**TO DO:** Report each line of the records where "process" occurs.

**PROVIDED RECORDS:**
PR #16861, opened 2023-05-16
Fixed #23528 -- Doc'd django.db.migrations.swappable_dependency().

DevilsAutumn:
[Ticket #23528](https://code.djangoproject.com/ticket/23528)

### DIFF
--- a/docs/topics/migrations.txt
+++ b/docs/topics/migrations.txt
@@ -218,6 +218,26 @@ Apps without migrations must not have relations (``ForeignKey``,
 ``ManyToManyField``, etc.) to apps with migrations. Sometimes it may work, but
 it's not supported.
 
+Swappable dependencies
+----------------------
+
+.. function:: django.db.migrations.swappable_dependency(value)
+
+The ``swappable_dependency()`` function is used in migrations to declare
+"swappable" dependencies on migrations in the app of the swapped-in model.
+Currently, the first migration of this app and as a consequence the swapped-in
+model should be created in the initial migration. The argument ``value`` is a
+string ``"<app label>.<model>"`` describing an app label and a model name, e.g.
+``"myapp.MyModel"``.
+
+By using ``swappable_dependency()``, you inform the migration framework that
+the migration relies on a migration which sets up up a swappable model,
+allowing for the possibility of substituting the model with a different
+implementation in the future. This is typically used for referencing models
+that are subject to customization or replacement, such as the custom user
+model (``settings.AUTH_USER_MODEL``, which defaults to ``"auth.User"``) in
+Django's authentication system.
+
 .. _migration-files:
 
 Migration files


docs/topics/migrations.txt
```diff
@@ -218,6 +218,38 @@ Apps without migrations must not have relations (``ForeignKey``,
...
+- Create a custom user model by subclassing ``django.contrib.auth.models.AbstractBaseUser``
+  and ``django.contrib.auth.models.PermissionsMixin``.
+- Define an authentication backend by subclassing ``django.contrib.auth.backends.BaseBackend``
+  and implementing the necessary methods.
+- In your project's settings file, set the ``AUTH_USER_MODEL`` setting to point to your custom
+  user model and specify your custom authentication backend in the ``AUTHENTICATION_BACKENDS`` setting.
+
+Swappable dependencies in Django extend beyond just authentication and can be used in other areas,
+such as the database backend, email backends, cache backends, and more. It provides a powerful
+mechanism for customization and integration within the Django framework.
```
felixxm, line 251: There are some issue with rendering this proposition that make it hard to review. Please wrap at 79 chars, fix rendering issues and I will review it again

image

docs/topics/migrations.txt
```diff
@@ -218,6 +218,38 @@ Apps without migrations must not have relations (``ForeignKey``,
...
+it out with a custom authentication backend by defining your own user model and
+authentication backend class. By doing so, you can customize the authentication behavior
+and integrate with external systems or alternative authentication mechanisms.
+
+To make a component swappable, Django relies on the concept of "settings" where you
+can specify the classes or modules to be used for certain functionalities. These settings
+are typically defined in your project's ``settings.py`` file. By modifying
+the relevant settings, you can swap out the default implementations with your own.
+
+Here's an example of how swappable dependencies can be used for authentication::
```
felixxm, line 240:
```suggestion
Here's an example of how swappable dependencies can be used for authentication:
```

docs/topics/migrations.txt
```diff
@@ -218,6 +218,38 @@ Apps without migrations must not have relations (``ForeignKey``,
 ``ManyToManyField``, etc.) to apps with migrations. Sometimes it may work, but
 it's not supported.
 
+Swappable dependencies
+======================
```
felixxm, line 222: I'd put it under "Dependencies":
```suggestion
Swappable dependencies
----------------------
```

docs/topics/migrations.txt
```diff
@@ -218,6 +218,38 @@ Apps without migrations must not have relations (``ForeignKey``,
...
+
+A swappable dependency is a feature that allows you to replace or customize
```
felixxm, line 224: This entire paragraph document the term _"swappable dependency"_, but not the `swappable_dependency()` function itself, which was the main goal of the ticket.

felixxm, line 224: We should document a signature
```suggestion
.. function:: django.db.migrations.swappable_dependency(value)

A swappable dependency is a feature that allows you to replace or customize
```

felixxm (commented):
@DevilsAutumn Thanks :+1: I left comments.

DevilsAutumn:
@felixxm How does it look now?
Screenshot 2023-05-19 144613

felixxm:
> @felixxm How does it look now? Screenshot 2023-05-19 144613

Better, thanks :+1: I think it's too detailed, but after your edits, I will suggest some wording improvements.

docs/topics/migrations.txt
DevilsAutumn: Docs also need to be wrapped at 79 chars? 🤔

felixxm: I'd not ask otherwise, see [contributing guide](https://docs.djangoproject.com/en/4.2/internals/contributing/writing-code/coding-style/#python-style):
> _Documentation, comments, and docstrings should be wrapped at 79 characters,..._

DevilsAutumn: fixed 👍

shaib:
There seems to be a disconnect here. This documentation is supposed to be about swappable dependencies in migrations, and that has nothing to do with cache or email backends.

A swappable dependency, in this context, does not allow you to replace "certain components of the framework", but only helps dealing with the fact that specific **models** may be replaced; and the feature under consideration here is not even about this replacement per se, but only about one aspect of how it manifests in migrations.

DevilsAutumn:
I hope its more accurate now. 🤔

docs/topics/migrations.txt
```diff
@@ -218,6 +218,28 @@ Apps without migrations must not have relations (``ForeignKey``,
...
+the migration operation relies on a swappable model, allowing for the
+possibility of substituting the model with a different implementation in the
+future. This is typically used for referencing models that are subject to
+customization or replacement, such as the custom user model
+(``AUTH_USER_MODEL``) in Django's authentication system.
+
+In summary, ``swappable_dependency()`` is a function used in migrations to
+specify dependencies on swappable models, indicating that a migration
+operation relies on a model that can be swapped with alternative
+implementations while maintaining the same interface.
```
shangxiao, line 241:
```suggestion
```
Suggestion: don't summarise 2 paragraphs; it's unnecessary repetition 🙂  It kinda reminds me of when I was a kid in school trying to pad out a 1000 word essay with fillers. 😅

docs/topics/migrations.txt
```diff
@@ -218,6 +218,28 @@ Apps without migrations must not have relations (``ForeignKey``,
...
 
+Swappable dependencies
+----------------------
+
+.. function:: django.db.migrations.swappable_dependency(value)
+
+The ``swappable_dependency()`` function is used in migration files to specify
+a swappable dependency for a particular migration operation. It is not
+directly related to swapping models but rather influences how migrations
+handle the dependency resolution process.
```
shangxiao, line 229:
```suggestion
The ``swappable_dependency()`` function is used by migration operations to declare "swappable" dependencies such as swappable user models.
```
Suggestion: be direct and to-the-point:
 - used by migration operations
 - clarify what a "swappable dependency" is with the classic example: user models
 - avoid repetition "migration files … migration operation"; simply referring to migration operation is enough to indicate its usage

Additionally: I'm not sure the second sentence is useful. It appears contradictory as the very next paragraph talks about how it's commonly used with swappable models.

shangxiao (commented):
A couple of suggestions, hope you don't mind the criticism :)

I have a particular gripe with technical documentation that that strays down the path of elegant prose.

Technical documentation should convey accurate & complete information in the most efficient way possible; ie concise & clear.

docs/topics/migrations.txt
DevilsAutumn: ouch 😿 👍

DevilsAutumn:
>  hope you don't mind the criticism :)

Not at all! I appreciate constructive criticism and value your feedback. It helps me improve and grow.

docs/topics/migrations.txt
```diff
@@ -218,6 +218,21 @@ Apps without migrations must not have relations (``ForeignKey``,
...
+
+The ``swappable_dependency()`` function is used by migration operations to
+declare "swappable" dependencies such as swappable user models.
+
+By using ``swappable_dependency()``, you inform the migration framework that
+the migration operation relies on a swappable model, allowing for the
+possibility of substituting the model with a different implementation in the
+future. This is typically used for referencing models that are subject to
+customization or replacement, such as the custom user model
+(``AUTH_USER_MODEL``) in Django's authentication system.
```
felixxm, line 234:
```suggestion
(``settings.AUTH_USER_MODEL``) in Django's authentication system.
```

shaib (changes requested):
This is much, much better. Almost there, IMO. Thanks!

There's still an issue with the function's argument, see below.

docs/topics/migrations.txt
```diff
@@ -218,6 +218,21 @@ Apps without migrations must not have relations (``ForeignKey``,
 ``ManyToManyField``, etc.) to apps with migrations. Sometimes it may work, but
 it's not supported.
 
+Swappable dependencies
+----------------------
+
+.. function:: django.db.migrations.swappable_dependency(value)
```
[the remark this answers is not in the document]
DevilsAutumn:
```diff
 The ``swappable_dependency()`` function is used by migration operations to
-declare "swappable" dependencies such as swappable user models.
+declare "swappable" dependencies such as swappable user models. It just
+makes dependencies on the first migrations of the app instead of actual
+model name.
```
Does it look better here?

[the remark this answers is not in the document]
felixxm: @DevilsAutumn As far as I'm aware, Shai suggested to describe an expected `value`, e.g.

_"... declare "swappable" dependencies such as swappable user models. The argument ``value`` is a string
``"<app label>.<model>"`` describing an app label and a model name, e.g. ``` ``"myapp.MyModel"`` ```"_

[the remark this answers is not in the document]
felixxm: > (note also -- @felixxm I'm not sure if this belongs in this documentation, or in its own bug report -- the current code ignores the actual model name, and just makes the dependency on the first migration of the app. If, for some reason, anyone tries to use a swappable dependency with a model that is only created in the second migration of its app, things may break)

Tricky, but I would process it separately.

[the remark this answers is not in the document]
DevilsAutumn: @felixxm I changed that locally, but just for more clarification, i thought of adding this line too. 😄

docs/topics/migrations.txt
```diff
@@ -218,6 +218,23 @@ Apps without migrations must not have relations (``ForeignKey``,
...
+
+The ``swappable_dependency()`` function is used by migration operations to
+declare "swappable" dependencies such as swappable user models. The argument
+``value`` is a string "<app label>.<model>" describing an app label and a model
+name, e.g. ``"myapp.MyModel"``.
```
felixxm, line 229:
```suggestion
``value`` is a string ``"<app label>.<model>"`` describing an app label and a
model name, e.g. ``"myapp.MyModel"``.
```

docs/topics/migrations.txt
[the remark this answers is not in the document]
MarkusH: > > (note also -- @felixxm I'm not sure if this belongs in this documentation, or in its own bug report -- the current code ignores the actual model name, and just makes the dependency on the first migration of the app. If, for some reason, anyone tries to use a swappable dependency with a model that is only created in the second migration of its app, things may break)
> 
> Tricky, but I would process it separately.

I disagree. The currently proposed documentation is simply wrong. The key is, if the swapped-in model isn't created as part of the initial migration of an app, the dependencies can be wrong, causing migration failures.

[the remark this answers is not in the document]
felixxm: > The phrase `declare "swappable" dependencies such as swappable user models` isn't really correct. The `swappable_dependency()` function essentially creates a dependency on the first migration in the app of the swapped-in model. That means, it essentially adds `('auth', '__first__')` if `AUTH_USER_MODEL='auth.User'` and `('accounts', '__first__')` if `AUTH_USER_MODEL='accounts.MyUser'`.

Yeah, that was also pointed out by [Shai](https://github.com/django/django/pull/16861#discussion_r1212987567). Agreed, let's be more specific here.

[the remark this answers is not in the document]
felixxm: > > > (note also -- @felixxm I'm not sure if this belongs in this documentation, or in its own bug report -- the current code ignores the actual model name, and just makes the dependency on the first migration of the app. If, for some reason, anyone tries to use a swappable dependency with a model that is only created in the second migration of its app, things may break)
> > 
> > 
> > Tricky, but I would process it separately.
> 
> I disagree. The currently proposed documentation is simply wrong. The key is, if the swapped-in model isn't created as part of the initial migration of an app, the dependencies can be wrong, causing migration failures.

I took your opinion and _"my heart is still open"_ :wink: :green_heart: Let's correct this.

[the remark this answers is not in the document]
DevilsAutumn: Screenshot 2023-06-02 154102

docs/topics/migrations.txt
```diff
@@ -218,6 +218,23 @@ Apps without migrations must not have relations (``ForeignKey``,
 ``ManyToManyField``, etc.) to apps with migrations. Sometimes it may work, but
 it's not supported.
 
+Swappable dependencies
+----------------------
+
+.. function:: django.db.migrations.swappable_dependency(value)
+
+The ``swappable_dependency()`` function is used by migration operations to
```
shaib, line 226: Dependencies are at the level of the whole migration, not single operations.

```suggestion
The ``swappable_dependency()`` function is used in migrations to
```

docs/topics/migrations.txt
```diff
@@ -218,6 +218,23 @@ Apps without migrations must not have relations (``ForeignKey``,
...
+declare "swappable" dependencies such as swappable user models. The argument
+``value`` is a string ``"<app label>.<model>"`` describing an app label and a
+model name, e.g. ``"myapp.MyModel"``.
+
+By using ``swappable_dependency()``, you inform the migration framework that
+the migration operation relies on a swappable model, allowing for the
```
shaib, line 232:
```suggestion
the migration relies on a migration which sets up a swappable model, allowing for the
```

docs/topics/migrations.txt
```diff
@@ -218,6 +218,23 @@ Apps without migrations must not have relations (``ForeignKey``,
...
+possibility of substituting the model with a different implementation in the
+future. This is typically used for referencing models that are subject to
+customization or replacement, such as the custom user model
+(``settings.AUTH_USER_MODEL``) in Django's authentication system.
```
shaib, line 236: I think the distinction needs to be made -- I think `settings.AUTH_USER_MODEL` looks close enough to the `<app>.<Model>` pattern, that if we don't hammer this point in, some people will be confused.

```suggestion
(``settings.AUTH_USER_MODEL``, which defaults to ``"auth.User"``) in Django's authentication system.
```

docs/topics/migrations.txt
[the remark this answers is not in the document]
felixxm: There is no need to push the `value` description to a note. Also, please push edits instead of images, they are not really reviewable.

shaib (commented):
These are now details. The basics are in, up to the deeper discussion about the first-migration-of-app issue.

docs/topics/migrations.txt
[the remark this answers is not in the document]
shaib: > > (note also -- @felixxm I'm not sure if this belongs in this documentation, or in its own bug report -- the current code ignores the actual model name, and just makes the dependency on the first migration of the app. If, for some reason, anyone tries to use a swappable dependency with a model that is only created in the second migration of its app, things may break)
> 
> Tricky, but I would process it separately.

https://code.djangoproject.com/ticket/34623

docs/topics/migrations.txt
```diff
@@ -218,6 +218,26 @@ Apps without migrations must not have relations (``ForeignKey``,
...
+Swappable dependencies
+----------------------
+
+.. function:: django.db.migrations.swappable_dependency(value)
+
+The ``swappable_dependency()`` function is used in migrations to
+declare "swappable" dependencies on the first migration in the app of the
+swapped-in model. If the swapped-in model isn't created as part of the initial
+migration of an app, the dependencies can be wrong, causing migration
+failures. The argument ``value`` is a string ``"<app label>.<model>"``
```
felixxm, line 230: I'd remove _"If the swapped-in model isn't created as part of the initial migration of an app, the dependencies can be wrong, causing migration failures."_ or change it to e.g. _"Therefore, swapped-in model should be included in the initial migration."_.

We documented how it works, IMO, we don't need to scary users, and it may not be fixable, see ticket-23694.

docs/topics/migrations.txt
```diff
@@ -218,6 +218,26 @@ Apps without migrations must not have relations (``ForeignKey``,
...
+
+The ``swappable_dependency()`` function is used in migrations to
+declare "swappable" dependencies on the first migration in the app of the
+swapped-in model. Therefore, swapped-in model should be included in the
+initial migration. The argument ``value`` is a string
+``"<app label>.<model>"`` describing an app label and a model name,
+e.g. ``"myapp.MyModel"``.
+
+By using ``swappable_dependency()``, you inform the migration framework that
+the migration relies on a migration which setups up a swappable model,
```
shaib, line 234:
```suggestion
the migration relies on a migration which sets up a swappable model,
```

docs/topics/migrations.txt
```diff
@@ -218,6 +218,26 @@ Apps without migrations must not have relations (``ForeignKey``,
...
 
+Swappable dependencies
+----------------------
+
+.. function:: django.db.migrations.swappable_dependency(value)
+
+The ``swappable_dependency()`` function is used in migrations to
+declare "swappable" dependencies on the first migration in the app of the
+swapped-in model. Therefore, swapped-in model should be included in the
+initial migration. The argument ``value`` is a string
```
shaib, line 229: This suggestion includes some grammatical improvement, and some expression of my hope that ticket-23694 or ticket-34623 may yet be fixed.

```suggestion
declare "swappable" dependencies on migrations in the app of the
swapped-in model (currently, the first migration of this app; therefore, 
the swapped-in model should be created in the
initial migration). The argument ``value`` is a string
```

shaib (commented):
Minor phrasing edits

docs/topics/migrations.txt
felixxm: Agreed. I'd just try to avoid `()` and `;`, e.g.
```suggestion
declare "swappable" dependencies on migrations in the app of the swapped-in
model. Currently, the first migration of this app and as a consequence the
swapped-in model should be created in the initial migration). The argument
``value`` is a string ...
```

shaib (approved):
Yes, works for me. Thanks!

felixxm (approved):
@DevilsAutumn Thanks for updates :+1:
@shaib @MarkusH Thanks for reviews :star:

docs/topics/migrations.txt
```diff
@@ -218,6 +218,26 @@ Apps without migrations must not have relations (``ForeignKey``,
...
 
+Swappable dependencies
+----------------------
+
+.. function:: django.db.migrations.swappable_dependency(value)
+
+The ``swappable_dependency()`` function is used in migrations to declare
+"swappable" dependencies on migrations in the app of the swapped-in model.
+Currently, the first migration of this app and as a consequence the swapped-in
+model should be created in the initial migration. The argument ``value`` is a
```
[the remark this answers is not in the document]
felixxm: Ahh, right. That's my fault.

felixxm:
@smithdc1 I submitted follow up PR, see #16936.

**RESULT:**
+handle the dependency resolution process.
Tricky, but I would process it separately.
> Tricky, but I would process it separately.
> > Tricky, but I would process it separately.
> Tricky, but I would process it separately.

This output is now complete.